Pages

Tuesday, July 3, 2012

Yet another post on High Availability

Looks like High Availability, Scalability are becoming the most abused words / jargons these days. And Cloud Computing has helped these words reaching the common man. I was really annoyed at an article on High Availability on CloudAve. The article was posted immediately after the latest AWS outage and talks about how companies like Netflix and Pinterest have all got it wrong and how to "program" for failover. Or is that failure? Here are the main items that the article talks about

  1. Programming for failover / failure. Anyone who doesn't is a fool
  2. Doing an S3 sync can help you avoid outages
  3. Elastic Load Balancing can ensure regions are healthy


1. Agreed. Any large scale system should definitely be designed for failure. And I am sure the folks at Netflix have not ignored this fact. Netflix is at a scale where they are probably one of the largest customer of AWS and they indeed work very closely with AWS. And to imagine what their scale is, they made their own custom AWS management solution called Asgard  and open sourced it. They were not happy with the feature set of AWS management console and built their own. And the news also appeared in AWS blog. Now, I am at loss of words if Netflix hasn't thought about using multiple AZs, load balancers, etc...That is like a bare minimum for their scale.

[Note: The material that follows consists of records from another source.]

PR #12288, opened 2025-08-04
Native histogram definitions for cortex_query_{frontend|scheduler}_queue_duration_seconds

juliusmh:
#### What this PR does
Add native histogram definitions to
- `cortex_query_scheduler_queue_duration_seconds`
- `cortex_query_frontend_queue_duration_seconds`

with the following parameters:
```go
	NativeHistogramBucketFactor:     1.1,
	NativeHistogramMinResetDuration: 1 * time.Hour,
	NativeHistogramMaxBucketNumber:  100,
```

Part of: https://github.com/grafana/mimir-squad/issues/3077

#### Checklist

- [x] Tests updated.
- [ ] Documentation added.

### DIFF
--- a/CHANGELOG.md
+++ b/CHANGELOG.md
@@ -13,6 +13,7 @@
 * [CHANGE] Query-frontend: Remove experimental instant query splitting feature. #12267
 * [FEATURE] Distributor, ruler: Add experimental `-validation.name-validation-scheme` flag to specify the validation scheme for metric and label names. #12215
 * [FEATURE] Distributor: Add experimental `-distributor.otel-translation-strategy` flag to support configuring the metric and label name translation strategy in the OTLP endpoint. #12284 #12306
+* [ENHANCEMENT] Query-scheduler/query-frontend: Add native histogram definitions to `cortex_query_{scheduler|frontend}_queue_duration_seconds`. #12288
 * [ENHANCEMENT] Compactor: Add `-compactor.update-blocks-concurrency` flag to control concurrency for updating block metadata during bucket index updates, separate from deletion marker concurrency. #12117
 * [ENHANCEMENT] Stagger head compaction intervals across zones to prevent compactions from aligning simultaneously, which could otherwise cause strong consistency queries to fail when experimental ingest storage is enabled. #12090
 * [ENHANCEMENT] Querier: Add native histogram definition to `cortex_bucket_index_load_duration_seconds`. #12094
--- a/pkg/frontend/v1/frontend_test.go
+++ b/pkg/frontend/v1/frontend_test.go
@@ -223,6 +223,37 @@ func TestFrontendMetrics(t *testing.T) {
 
 		assert.Equal(t, "Hello World", string(body))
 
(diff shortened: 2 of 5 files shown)


CHANGELOG.md
```diff
@@ -12,6 +12,7 @@
 * [CHANGE] Query-frontend: Remove the CLI flag `-query-frontend.downstream-url` and corresponding YAML configuration and the ability to use the query-frontend to proxy arbitrary Prometheus backends. #12191
 * [CHANGE] Query-frontend: Remove experimental instant query splitting feature. #12267
 * [FEATURE] Distributor, ruler: Add experimental `-validation.name-validation-scheme` option to specify the validation scheme for metric and label names. #12215
+* [ENHANCEMENT] Query-scheduler/query-frontend: Add native histogram definition to `cortex_query_{scheduler|frontend}_queue_duration_seconds`. #12288
```
aknuds1: [Nit]
```suggestion
* [ENHANCEMENT] Query-scheduler/query-frontend: Add native histogram definitions to `cortex_query_{scheduler|frontend}_queue_duration_seconds`. #12288
```

pkg/frontend/v1/frontend_test.go
```diff
@@ -198,7 +199,7 @@ func TestFrontendCancel(t *testing.T) {
 	testFrontend(t, defaultFrontendConfig(), handler, test, nil, nil)
 }
 
-func TestFrontendMetricsCleanup(t *testing.T) {
+func TestFrontendMetrics(t *testing.T) {
```
aknuds1, line 202: Why is the test name changing?

aknuds1 (commented):
Looks good AFAICT, except for a changelog nit, and I'm not sure you should be changing the test name since I think its topic is cleanup.

@krajorama should review the native histogram definitions.

pkg/frontend/v1/frontend_test.go
juliusmh: Because this test is not just testing the `Cleanup` but also other parts of metrics.

aknuds1: I can see though that the test is for the inactive user metrics cleanup scenario (`fr.cleanupInactiveUserMetrics("1")`), and verifying its effect. Therefore, the original test name seems intentional to me. I don't think we should change it. Maybe you should add another test function instead of modifying the intended scenario of this one?

krajorama (approved):
Native histogram definitions ok. Follows the recommended settings and histogram don't lose classic buckets due to explicitly set boundaries as well.

pkg/frontend/v1/frontend_test.go
juliusmh: I pushed and github doesn't show this properly, I left the `Cleanup` test intact and created a new case just to verify the histogram metrics. 
- TestFrontendMetrics (new)
- TestFrontendMetricsCleanup

aknuds1: Thanks @juliusmh!

tacole02 (approved):
Changelog looks good!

2. Syncing between S3 buckets. Here we are talking about Syncing large amount of objects between S3 buckets located across continents. Over the Internet. Now, this looks all the more simple task to do in paper. Anyone who has thought about the actual implementation will fairly appreciate the complexity and cost involved in doing so. Of course that may outweigh the benefits of being available during an outage. But before we get to that there are many implementation bottlenecks to be addressed. You just cannot imagine putting a Single EC2 Instance (oh yeah we are talking about HA. lets make it one Instance in each AZ) and writing a custom script to perform the sync. Bandwidth availability from a single EC2, availability of that setup during an outage and inter region internet bandwidth charges should definitely be considered to go for such a design. And in large scale architecture, companies heavily rely on Content Distribution Network (CDN) such as Akamai / AWS CloudFront to deliver the media assets. If the content is stored in S3, it is most likely served through a CDN. In such case, even if the origin server is not available (in this case an outage at AWS), the content is always available at the edge location. Apart from the media assets, companies on the likes/scale of Netflix will heavily use other technologies like NoSQL (Mongo, Cassandra), Relational Databases (RDS) and Cache Clusters. And they are probably running 100s in each. Replicating them, building failover is a slow and complex process.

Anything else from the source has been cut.